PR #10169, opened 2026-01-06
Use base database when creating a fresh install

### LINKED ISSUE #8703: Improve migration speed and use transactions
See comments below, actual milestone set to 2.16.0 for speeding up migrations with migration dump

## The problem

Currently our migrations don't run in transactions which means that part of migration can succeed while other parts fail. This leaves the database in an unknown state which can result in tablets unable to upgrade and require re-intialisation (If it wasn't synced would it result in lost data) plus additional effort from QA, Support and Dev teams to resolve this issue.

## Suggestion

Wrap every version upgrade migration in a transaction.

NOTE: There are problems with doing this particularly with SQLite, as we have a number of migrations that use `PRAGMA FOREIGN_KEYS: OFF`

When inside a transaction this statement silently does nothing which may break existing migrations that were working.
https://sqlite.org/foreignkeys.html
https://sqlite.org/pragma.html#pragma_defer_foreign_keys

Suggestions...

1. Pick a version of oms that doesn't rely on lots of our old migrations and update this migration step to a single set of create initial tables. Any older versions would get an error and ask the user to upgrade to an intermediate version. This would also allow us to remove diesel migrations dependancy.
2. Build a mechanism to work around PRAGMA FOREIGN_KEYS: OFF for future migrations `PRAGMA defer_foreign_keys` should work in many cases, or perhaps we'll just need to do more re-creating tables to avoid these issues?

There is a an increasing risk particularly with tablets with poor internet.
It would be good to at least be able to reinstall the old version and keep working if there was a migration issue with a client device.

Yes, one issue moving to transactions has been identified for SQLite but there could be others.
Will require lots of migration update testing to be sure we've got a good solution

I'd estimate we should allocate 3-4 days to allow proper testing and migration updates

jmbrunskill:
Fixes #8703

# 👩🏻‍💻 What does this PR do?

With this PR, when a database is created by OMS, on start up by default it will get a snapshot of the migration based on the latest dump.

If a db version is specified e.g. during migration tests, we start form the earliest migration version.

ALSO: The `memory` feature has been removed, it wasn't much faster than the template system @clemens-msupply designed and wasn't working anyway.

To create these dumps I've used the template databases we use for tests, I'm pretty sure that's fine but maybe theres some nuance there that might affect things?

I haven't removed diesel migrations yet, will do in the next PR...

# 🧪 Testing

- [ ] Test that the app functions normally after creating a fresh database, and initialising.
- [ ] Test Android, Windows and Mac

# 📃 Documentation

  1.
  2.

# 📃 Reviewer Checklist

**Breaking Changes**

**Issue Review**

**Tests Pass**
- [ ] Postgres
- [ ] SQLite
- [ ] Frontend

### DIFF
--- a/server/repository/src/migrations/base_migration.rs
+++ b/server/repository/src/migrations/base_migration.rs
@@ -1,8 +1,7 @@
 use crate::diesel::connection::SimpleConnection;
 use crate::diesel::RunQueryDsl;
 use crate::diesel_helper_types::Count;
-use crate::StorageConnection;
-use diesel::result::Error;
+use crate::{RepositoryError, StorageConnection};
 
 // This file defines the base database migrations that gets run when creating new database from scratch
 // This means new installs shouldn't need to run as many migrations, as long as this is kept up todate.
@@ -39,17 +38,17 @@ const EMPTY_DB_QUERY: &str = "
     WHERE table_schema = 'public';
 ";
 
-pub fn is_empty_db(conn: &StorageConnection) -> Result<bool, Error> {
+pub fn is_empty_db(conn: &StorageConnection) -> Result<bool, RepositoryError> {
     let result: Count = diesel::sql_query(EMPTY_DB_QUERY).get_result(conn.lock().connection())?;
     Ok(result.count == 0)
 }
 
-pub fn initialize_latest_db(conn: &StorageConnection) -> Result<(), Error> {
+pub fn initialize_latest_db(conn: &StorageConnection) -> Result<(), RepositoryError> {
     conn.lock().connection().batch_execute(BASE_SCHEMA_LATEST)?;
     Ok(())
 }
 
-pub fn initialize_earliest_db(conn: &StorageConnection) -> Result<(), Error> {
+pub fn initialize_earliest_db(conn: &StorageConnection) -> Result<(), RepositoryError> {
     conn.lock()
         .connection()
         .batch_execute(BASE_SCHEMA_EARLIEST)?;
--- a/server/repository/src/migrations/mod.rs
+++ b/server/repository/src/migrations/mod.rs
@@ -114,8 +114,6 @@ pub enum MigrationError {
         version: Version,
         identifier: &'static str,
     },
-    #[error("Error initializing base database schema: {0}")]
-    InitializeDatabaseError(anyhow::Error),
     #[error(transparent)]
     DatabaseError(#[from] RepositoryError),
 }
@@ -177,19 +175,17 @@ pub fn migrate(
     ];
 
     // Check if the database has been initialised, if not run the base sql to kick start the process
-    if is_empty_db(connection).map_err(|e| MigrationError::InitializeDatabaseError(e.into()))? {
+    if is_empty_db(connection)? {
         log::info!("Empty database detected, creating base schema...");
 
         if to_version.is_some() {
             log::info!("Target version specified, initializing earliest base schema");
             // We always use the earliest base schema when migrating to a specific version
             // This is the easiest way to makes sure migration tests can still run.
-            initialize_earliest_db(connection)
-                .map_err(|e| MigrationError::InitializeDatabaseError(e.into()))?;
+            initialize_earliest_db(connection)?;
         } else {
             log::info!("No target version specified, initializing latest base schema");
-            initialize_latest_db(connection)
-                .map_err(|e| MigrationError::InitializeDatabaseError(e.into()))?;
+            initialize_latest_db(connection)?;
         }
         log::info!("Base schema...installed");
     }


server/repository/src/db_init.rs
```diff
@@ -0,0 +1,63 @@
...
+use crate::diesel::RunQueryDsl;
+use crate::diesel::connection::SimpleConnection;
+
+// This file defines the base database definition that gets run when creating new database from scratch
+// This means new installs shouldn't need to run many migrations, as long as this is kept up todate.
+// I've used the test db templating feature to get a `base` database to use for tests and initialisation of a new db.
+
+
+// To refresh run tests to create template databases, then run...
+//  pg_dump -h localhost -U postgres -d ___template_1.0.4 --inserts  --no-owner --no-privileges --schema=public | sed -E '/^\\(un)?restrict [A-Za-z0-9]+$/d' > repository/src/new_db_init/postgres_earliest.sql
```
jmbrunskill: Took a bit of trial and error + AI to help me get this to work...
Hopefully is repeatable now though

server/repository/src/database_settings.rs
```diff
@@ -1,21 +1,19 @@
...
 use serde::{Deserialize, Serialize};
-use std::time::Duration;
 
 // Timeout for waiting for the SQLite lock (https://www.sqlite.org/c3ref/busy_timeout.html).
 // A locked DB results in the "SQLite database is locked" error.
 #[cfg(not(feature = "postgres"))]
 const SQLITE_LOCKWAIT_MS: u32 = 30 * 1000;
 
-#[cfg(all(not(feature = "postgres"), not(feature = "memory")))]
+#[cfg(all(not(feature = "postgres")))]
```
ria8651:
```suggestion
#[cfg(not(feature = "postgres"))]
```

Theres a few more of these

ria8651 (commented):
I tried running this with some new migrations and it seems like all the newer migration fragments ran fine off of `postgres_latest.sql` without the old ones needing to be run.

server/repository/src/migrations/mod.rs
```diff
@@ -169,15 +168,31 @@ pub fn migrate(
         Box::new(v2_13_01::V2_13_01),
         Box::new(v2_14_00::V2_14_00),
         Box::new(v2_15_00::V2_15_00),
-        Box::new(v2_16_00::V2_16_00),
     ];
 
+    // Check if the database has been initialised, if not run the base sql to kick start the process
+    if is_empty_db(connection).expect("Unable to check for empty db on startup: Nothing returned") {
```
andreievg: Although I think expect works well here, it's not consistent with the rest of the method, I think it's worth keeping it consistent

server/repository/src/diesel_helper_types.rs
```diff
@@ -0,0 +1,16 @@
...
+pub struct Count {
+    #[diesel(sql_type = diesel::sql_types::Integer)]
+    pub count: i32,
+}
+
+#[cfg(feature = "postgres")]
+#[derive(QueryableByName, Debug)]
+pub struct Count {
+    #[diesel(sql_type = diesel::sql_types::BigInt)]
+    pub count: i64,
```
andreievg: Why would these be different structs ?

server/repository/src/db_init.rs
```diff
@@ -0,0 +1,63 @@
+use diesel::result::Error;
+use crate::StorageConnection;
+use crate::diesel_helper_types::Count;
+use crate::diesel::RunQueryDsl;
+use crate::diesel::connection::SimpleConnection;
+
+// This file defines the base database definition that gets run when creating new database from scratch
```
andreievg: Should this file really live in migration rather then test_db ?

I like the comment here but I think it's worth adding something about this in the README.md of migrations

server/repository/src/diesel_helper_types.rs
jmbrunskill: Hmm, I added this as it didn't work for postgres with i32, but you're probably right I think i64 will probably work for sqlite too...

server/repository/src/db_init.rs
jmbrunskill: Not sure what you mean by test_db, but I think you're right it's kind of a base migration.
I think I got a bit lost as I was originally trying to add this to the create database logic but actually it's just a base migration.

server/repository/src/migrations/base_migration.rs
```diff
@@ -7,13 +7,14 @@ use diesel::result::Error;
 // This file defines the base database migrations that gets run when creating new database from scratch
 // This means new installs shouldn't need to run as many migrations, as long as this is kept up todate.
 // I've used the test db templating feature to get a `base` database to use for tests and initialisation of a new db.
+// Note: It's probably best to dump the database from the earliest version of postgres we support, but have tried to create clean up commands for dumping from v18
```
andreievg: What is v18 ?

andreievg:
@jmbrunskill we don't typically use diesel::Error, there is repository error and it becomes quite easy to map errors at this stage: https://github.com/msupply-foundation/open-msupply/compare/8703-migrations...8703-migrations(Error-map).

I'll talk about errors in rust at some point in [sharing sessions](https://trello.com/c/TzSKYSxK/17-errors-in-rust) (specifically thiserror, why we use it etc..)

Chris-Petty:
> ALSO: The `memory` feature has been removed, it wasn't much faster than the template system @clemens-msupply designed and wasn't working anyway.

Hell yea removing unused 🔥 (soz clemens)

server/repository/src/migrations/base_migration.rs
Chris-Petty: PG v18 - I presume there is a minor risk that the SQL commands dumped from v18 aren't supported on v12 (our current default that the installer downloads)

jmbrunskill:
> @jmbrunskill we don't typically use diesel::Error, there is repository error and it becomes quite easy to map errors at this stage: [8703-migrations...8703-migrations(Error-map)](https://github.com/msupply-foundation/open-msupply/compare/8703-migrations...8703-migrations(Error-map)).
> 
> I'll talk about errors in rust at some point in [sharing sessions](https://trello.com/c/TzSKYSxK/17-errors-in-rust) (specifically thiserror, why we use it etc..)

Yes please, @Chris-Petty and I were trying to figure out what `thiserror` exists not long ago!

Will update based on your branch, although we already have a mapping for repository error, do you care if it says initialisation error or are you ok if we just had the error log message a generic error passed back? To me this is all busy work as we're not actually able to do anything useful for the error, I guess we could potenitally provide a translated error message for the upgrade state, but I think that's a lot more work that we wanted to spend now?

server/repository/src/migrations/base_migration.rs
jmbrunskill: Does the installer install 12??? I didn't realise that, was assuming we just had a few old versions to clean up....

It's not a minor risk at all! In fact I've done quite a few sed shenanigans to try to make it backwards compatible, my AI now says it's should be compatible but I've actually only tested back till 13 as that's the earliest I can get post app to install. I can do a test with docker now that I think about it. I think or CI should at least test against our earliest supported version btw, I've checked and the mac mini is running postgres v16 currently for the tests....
§
BRIEF:
Starting at the line above that contains "let result: Count", repeat each line exactly up to and including the line that contains "-pub fn initialize_earliest_db(conn: &StorageConnection)", and stop there.

SOLUTION TO THIS PROBLEM:
     let result: Count = diesel::sql_query(EMPTY_DB_QUERY).get_result(conn.lock().connection())?;
     Ok(result.count == 0)
 }
 
-pub fn initialize_latest_db(conn: &StorageConnection) -> Result<(), Error> {
+pub fn initialize_latest_db(conn: &StorageConnection) -> Result<(), RepositoryError> {
     conn.lock().connection().batch_execute(BASE_SCHEMA_LATEST)?;
     Ok(())
 }
 
-pub fn initialize_earliest_db(conn: &StorageConnection) -> Result<(), Error> {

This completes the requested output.